To help you visualize this process, imagine spinning the arrow in the center of the wheel in Figure 5. With each spin, the arrow will land on one specific base depending on the distribution of their probability. The larger the portion, the higher the probability and vice versa. Spinning this wheel so many times will eventually generate a random sequence that has a similar base composition as the input sequence. following the same approach, Algorithm 1 lists the steps needed to generate a random DNA sequence of a certain length using a multinomial model. Notice that we need to find a way to map the value returned from the standard random number generator, which follows a uniform distribution, to the proportion of values determined by the parameters of the multinominal distribution of the input sequence.
Algorithm 1. Generate Sequence
Input:Seq: A pattern DNA sequence
   Seed: The seed value for the random number generator
Output: randSeq: A random DNA sequence
1. Compute the multinomial parameters
     1.1 let L be the length of Seq
     1.2 Count the bases in Seq as countA, countC, countG, countT
     1.3 Compute the probabilities as:
      pA = countA/L
      pC = countC/L
      pG = countG/L
      pT = countT/L
2. Generate the sequence
     2.1 Compute the cumulative probabilities as:
      cpA = pA
      cpC = cpA + pC
      cpG = cpC + pG
      cpT = cpG + pT
     2.2 Initialize the random number generator with Seed.
     2.3 for i = 1 to L
        Generate a random number (b) between 0 and 1
        if b < cpA then randSeqi = A
        else if b < cpC then randSeqi = C
        else if b < cpG then randSeqi = G
        else randSeqi = T
3. return randSeq

2.3. The XOR Cipher

The XOR cipher is an additive cipher that uses a randomly generated key and the XOR logic to encrypt a message.

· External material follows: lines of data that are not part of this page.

PR #3664, opened 2025-03-22
Version Update Modal Rework + A few bugfixes

### LINKED ISSUE #3418: Weird parsing bug
### What happened?

I have an issue with specials naming after updating kavita (i don't know which version reveal this issue)
I used to name my specials in my folders
```
SP01 1. nameOne
SP02 2. nameTwo
```

that way my specials had name
```
1. nameOne
2. nameTwo
```

now i just have
```
1
2
```

etc, i do not have any name in my specials.
it seems that the dot . brakes naming then it can't read the name after the dot
If i remove it, or replace with"-" or anything else, then i can see the full name.

### What did you expect?

naming specials that way
```
SP01 1. nameOne
SP02 2. nameTwo
```

should have this result
```
1. nameOne
2. nameTwo
```

0.8.4 - Stable

Linux

None

_No response_

None

_No response_

### Relevant log output

_No response_

### Additional Notes

_No response_

### LINKED ISSUE #3613: Image named as "back cover" being chosen as cover image
### What happened?

Ran into a couple of archives with "back cover" in a filename causing it to be selected as the cover image.  If possible, could it be added to the exception list?  I see back-cover, back_cover, and backcover are ... covered.

### What did you expect?

Not to have the back cover image picked as the cover, though understand there are only so many special cases you might want to hardcode in.

Nightly Testing Branch

Docker (Dockerhub Container)

Windows

Chrome

None

_No response_

### Relevant log output

```shell

```

### Additional Notes

_No response_

### LINKED ISSUE #3657: Version Updater (UI) Overhaul
Overhaul the UI Version checking code. 

There are 3 different types of notifications for updates:
- Client Refresh - The Server has updated, the client (javascript) needs to be refreshed
- New Update - There is an update for the server owner (nightly/stable) that can be updated to
- Out of Band - You are super out of date, please update

For each of these message types, we need to be respectful to the user experience, so the following popup notification schedule will be used:
- Client Refresh - Pop once (refresh is required)
- New Update - Pop once a week
- Out of Band - Pop once a month

Caveats:
- Need to handle how to show this to users when they never got the version marker initially (perhaps put in login flow)
- Don't pop any of these modals during reading sessions

Design:
- To facilitate tracking of data, we will use localstorage.

majora2007:
# Changed
- Changed: Reworked the version update logic so that we don't pop the new version update so often. It will now pop once and if no action is taken, it will wait a week to pop again. The same logic applies to the you are X releases behind, etc (but longer windows).  (Closes #3657)
- Changed: Caught a few more Invariant parse issues (develop)
- Changed: Updated dependencies and Security issues from downstream libraries
- Changed: Enhanced parsing code for (back cover) falsely being recognized as a cover image. (Closes #3613)
- Changed: Cleaned up how specials are parsed to allow supporting periods in the Title name (Closes #3418 )

# Fixed
- Fixed: Fixed a bug where Top Readers on Stats page wasn't rendering the numbers correctly


API.Tests/Parsers/BasicParserTests.cs
```diff
@@ -162,7 +162,25 @@ public void Parse_MangaLibrary_SpecialInFilename2()
...
+        Assert.True(actual.IsSpecial);
+    }
+
+    /// <summary>
+    /// Tests that when the filename parses as a special, it appropriately parses
+    /// </summary>
+    [Fact]
+    public void Parse_MangaLibrary_SpecialInFilename_StrangeNaming()
+    {
+        var actual = _parser.Parse("M:/My Dress-Up Darling/SP01 1. Special Name.cbz",
```
Fesaa: I'm not sure if it'll fail, but safer to extend AbstractFsTest and use the Root field here instead of M:/

API.Tests/Services/SettingsServiceTests.cs
```diff
@@ -0,0 +1,293 @@
...
+            EnableLocalizedName = true,
+            EnablePublicationStatus = true,
+            EnableRelationships = true,
+            EnablePeople = true,
+            EnableStartDate = true,
+            EnableGenres = true,
+            EnableTags = true,
+            FirstLastPeopleNaming = true,
+            EnableCoverImage = true,
+            AgeRatingMappings = new Dictionary<string, AgeRating> { { "Adult", AgeRating.R18Plus } },
```
Fesaa, line 79: I saw you were changing list constructions to [] in the other commits, would also be possible here, and generally throughout this file.

Fesaa (commented):
There are also a bunch of console logs left in the UI code for version popup. 

And a bunch of rather useless comments in the new tests, by the AI, I think haha.

PR #3686, opened 2025-03-29
Fix first locale request producing response

nevivurn:
# Fixed
- Fixed: Fix first locale request empty response


majora2007:
Nice catch, going to merge into my branch which has a boat load of bugfixes so we get one nice release for nightly users.

PR #3713, opened 2025-04-08
bugfix - remove hard 140px height limit for reading list items

ryanfiller:
There was a bit of an issue with text overflowing the bounds of reading list items, this should fix it.

before/after showing the 14px height limit was causing an overflow


majora2007:
I'll take a look, if I recall, the fixed height is for the infinite scroller when you hit over 100 items in the list.

majora2007:
I took a look and the experience worked better but not a full blown solution. I ended up increasing the amount of characters for the read more (since it would never show the full description regardless). Thanks for the PR.

PR #3762, opened 2025-04-21
[skip ci] Fix color scape test

goremykin:
# Changed
- Changed: Removed System.Drawing.Common dependency

# Fixed
- Fixed: Fixed color scape test

I noticed that we reference System.Drawing.Common (that is not cross platform) just for one test which does not work correctly. So this PR fixes the test and gets rid of the System.Drawing.Common.

The test generates a html file with posters and color. Before this change it was generating black rectangles for some reason:
Screenshot 2025-04-21 at 13-27-10 Color Scape Comparison

After the fix:
Screenshot 2025-04-21 at 13-35-43 Color Scape Comparison

To be honest, this test is not very useful. If we suddenly start generating wrong colors, it will not fail and we will not know about the problem. Should I rewrite it to validate results colors instead of generating html?


majora2007:
The test here is not very useful because it was just there for the initial implementation and in case I made major changes to it. 

How would you propose validating the results of the colors? The idea with this test is more-so to validate that the colors chosen will result in a good ColorScape (and since the rest of the logic is on the FE, not trivial).

majora2007 (approved):

goremykin:
@majora2007, If the purpose of this test is to manually verify that colors look good in cases of significant changes, then it is a useful test, sorry.

majora2007:
I'll take a look at this PR soon, a good catch on the System.Drawing.Common reference. For your other PRs, I will probably just roll them into one or manually remove the references.

goremykin:
@majora2007, No problem, do it the way that is convenient for you. Thanks!

majora2007 (approved):

majora2007:
FYI, I tested this after removing the System.Common.Drawing dependency and it broke the build. This is because MarkdownDeep requires it to render out markdown.

goremykin:
> FYI, I tested this after removing the System.Common.Drawing dependency and it broke the build. This is because MarkdownDeep requires it to render out markdown.

That is unfortunate :(
I'll check it out in my free time, thanks.

PR #3782, opened 2025-05-02
Converted majority PX values to REM

MrRobotjs:
# Changed
- Changed: Changed PX to REM in .SCSS and .HTML files except in `dark.scss` and values inside `calc()` this way everything is based off the 16px html font size

### DIFF
--- a/UI/Web/src/_card-item-common.scss
+++ b/UI/Web/src/_card-item-common.scss
@@ -1,27 +1,27 @@
-$image-height: 232.91px;
-$image-width: 160px;
+$image-height: 14.556875rem;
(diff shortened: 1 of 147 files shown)


majora2007:
What's the overall goal of this PR? While there is some marginal benefit for users that scroll, I'm not sure I get why you put in the work to change over to rem.

majora2007:
Just wanted to follow up on this. At first, I didn't understand the need to perform this, however I do now. I ended up implementing this in #4464. Thanks for bringing this as a suitable enhancement to my attention. For next time, please add context to your opening PR. Thanks.

Issue #3800, opened 2025-05-13
400 Error Could not find the appropriate html for that page when using manga stitched together by Calibre - SingleOrDefault()


pilotMike:
### What happened?

I took a look at what was happening, since Calibre can open this file just fine. I started working on adjusting the source code, but I'll need more conversation and context to fix it.

What's happening is that when I advance past the first page, I get the above error. I saw that it was in `BookService.GetKeyForImage`, so I started making a unit test to see if I could make a best attempt at a fix.

What I see is that in this file there are 227 images and they look like:
imageKey: cover.jpeg
keys:
* cover.jpg
* 1/cover.jpeg ... all the way to 8/cover.jpeg (not in order, there are other images in between)
* 1/images/00001.jpg
* 1/images/00002.jpg, etc
(Notice that the attribute has _jpeg_ and not _jpg_, otherwise the cover would have been found, but this is page 1 (technically 2), so I'm not sure why this particular file has 2 covers at the start. It seems like manga that are stitched together could be an edge-case.

The same thing happens with **stylesheets.css** as well.

This is causing this code to fail on `SingleOrDefault()`. I started making an attempt to try and choose the best one, but I realized that I don't have enough context. I'm also not sure if

### Solutions
I don't stitch the manga together and keep it as chapters 😆 

I can provide a link to the stitched file. This one is ~50MB.
I believe that I did the stitching conversion in the MOBI format, possibly.

## More Info
Below are all of the keys in this particular file. The initial numbers, "{n}/images/{...}", correspond to the chapter, as this has 8 chapters. What looks like is happening is on the second one in the list, we do a SingleOrDefault for anything that ends with `cover.jpeg`, so we find ones from other chapters. In this case, passing in `page` variable could be used to find it. It looks like the initial cover request would be page 0, which wouldn't correspond to any top level directory here, and then `1` would start matching.

I'm thinking that this search could be done as an approach with the "ignore the front part" as a fallback. If this sounds like a good idea, I could contribute this bit of code.

All of the keys in the document:
cover.jpg
1/cover.jpeg
1/images/00001.jpg
... (continues in the same pattern up to 33)
1/images/00033.jpg
2/cover.jpeg
2/images/00001.jpg
...
2/images/00025.jpg
3/cover.jpeg
3/images/00001.jpg
...
3/images/00027.jpg
4/cover.jpeg
4/images/00001.jpg
...
4/images/00027.jpg
5/cover.jpeg
5/images/00001.jpg
...
[...]

PR #3802, opened 2025-05-13
[Feat] Adds support for multiple chapters.

pilotMike:
Adds support for multiple chapters. The previous version ignored any leading chapter numbers in the uri of {chapterId}/images/{image}. It now accounts for that and is working in a locally run user interface for an epub that was broken. I didn't check in the unit test over the GetBookPage method since it requires a specific file. 

I can provide a link to the specific epub that wasn't working - it's 50MB though.

References: https://github.com/Kareadita/Kavita/issues/3800

# Added
- Multi-chapter support that can show up in merged epubs. Chapter URIs were previously ignoring everything except the last end of an image or stylesheet uri, which could result in multiple matches and fail. It now works.

# Changed
- BookService in getting image keys and stylesheet keys. The `page` variable is now getting passed down and included in the key uri logic.
- BookController to also use chapter number in generating a key

# Fixed
- Fixed: Fixed a bug (Fixes #issue 3800)

## Not included unit test
```csharp
// Test included as example. I can provide a link to the file for further testing.
    /// <summary>
    /// Scenario: a manga volume that was created by stitching together the chapters in Calibre has 2 cover files:
    /// * cover.jpg
    /// * 1/cover.jpeg
    /// * 1/images/00001.jpg
    ///
    /// With the image file determined as cover.jpeg (note the 'e').
    /// As a result, it was not found with single or default
    /// </summary>
    [Theory]
    [MemberData(nameof(ChapterLists))]
    public async Task ShouldParseSecondPageComicStitchedTogetherInCalibre(int page)
    {
        var bookPath = Path.Combine("Data", "The Color of the End - Haruo Iwamune.epub");

        var page2 = await _bookService.GetBookPage(page, 0,  bookPath, "");
    }

    public static IEnumerable<object[]> ChapterLists() => Enumerable.Range(0, 9).Select(i => new object[] { i });
```

Previous Result:
image

Current Result:

https://github.com/user-attachments/assets/3059bd43-8031-4c64-a51f-fdfaa9d8180b

### DIFF
--- a/API/Services/BookService.cs
+++ b/API/Services/BookService.cs
@@ -1,5 +1,6 @@
 ﻿using System;
 using System.Collections.Generic;
+using System.Collections.ObjectModel;
 using System.Globalization;
 using System.IO;
 using System.Linq;
@@ -321,7 +322,7 @@ public class BookService : IBookService
         }
     }
 
-    private static void ScopeImages(HtmlDocument doc, EpubBookRef book, string apiBase)
+    private static void ScopeImages(HtmlDocument doc, EpubBookRef book, string apiBase, int page)
     {
         var images = doc.DocumentNode.SelectNodes("//img")
                      ?? doc.DocumentNode.SelectNodes("//image") ?? doc.DocumentNode.SelectNodes("//svg");
@@ -345,7 +346,7 @@ public class BookService : IBookService
 
             if (string.IsNullOrEmpty(key)) continue;
 
-            var imageFile = GetKeyForImage(book, image.Attributes[key].Value);
+            var imageFile = GetKeyForImage(book, image.Attributes[key].Value, page);
             image.Attributes.Remove(key);
 
             if (!imageFile.StartsWith("http"))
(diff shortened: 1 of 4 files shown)


API/Services/BookService.cs
```diff
@@ -395,6 +395,68 @@ private static string GetKeyForImage(EpubBookRef book, string imageFile)
...
+
+        if (fullMatch != null) return fullMatch;
+
+
+        return cssLocal.Select(x => x.Key).SingleOrDefault(k => k.GetLastSegmentSpan().SequenceEqual(imageFile));
+    }
+
+    private static string? GetCorrectedKeyOEBPS(IReadOnlyCollection<EpubLocalByteContentFileRef> images, int page, string imageFile)
+    {
+        imageFile = imageFile.Replace("..", string.Empty);
```
pilotMike, line 453: previously the string.Replace was happening repeatedly on every instance in the collection, now it happens once

pilotMike:
@majora2007 tagging in case this is something that you'd want to incorporate :)

majora2007:
User sent file: The Color of the End - Haruo Iwamune.epub for testing this issue

majora2007:
@pilotMike I was trying to find the file you sent me. Can you resend it to me so I can try to understand what this is trying to fix?

pilotMike:
@majora2007 Here is a burn after reading bin link to the file. Let me know if I need to resend another https://paste.michaeldileo.org/?6bc3d13ab21fd428#-Dy61zGXfnk4ocHYCEe5vMYoDRk6vpkfmaPTfX3gbUWC3

majora2007:
Thanks

majora2007:
I looked at the epub and it's not valid. It is essentially an epub with multiple folders within, each folder being a self contained epub. That's not part of the standard and seems to just be hacked together. 

How did you come across this book? Are you creating it to keep multiple chapters into a series (you would probably be better off taking each folder and just zipping into a chapter.epub)

pilotMike:
Its been a while since I did it, but iirc, each chapter was available individually of the manga and the "book" you'd buy had a certain number of chapters. I downloaded each chapter of the book and imported it into Calibre to combine/merge into a single epub. This file was how calibre did the output. For what it's worth, other e-reader software is able to open this file, such as the e-reader on OSX (and calibre of course).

During the decryption process, the same key should be used and XOR operation is reapplied to remove the cipher [25]. The XOR cipher offers the highest level of security when the random key is as long as the message itself. In this case, it is almost impossible for the attacker to generate and try random keys until the correct one is found. This property makes this cipher unbreakable in theory.
The logical exclusive disjunction (XOR) operation accepts two binary digits as inputs and the output is true when the inputs differ. Table 1 shows the truth table for the bitwise XOR operation. As an extension of this concept, we propose using the XOR operation on the DNA alphabet. The truth table is given in Table 2. Notice that since the truth table should list all the possible permutations of input values, the 4 DNA bases result in 16 different cases.

3. The Steganographic Approach

The following subsections discuss in detail the two processes of the proposed steganographic channel. The main steps of both the Hiding and Recovery processes are summarized in Figure 2.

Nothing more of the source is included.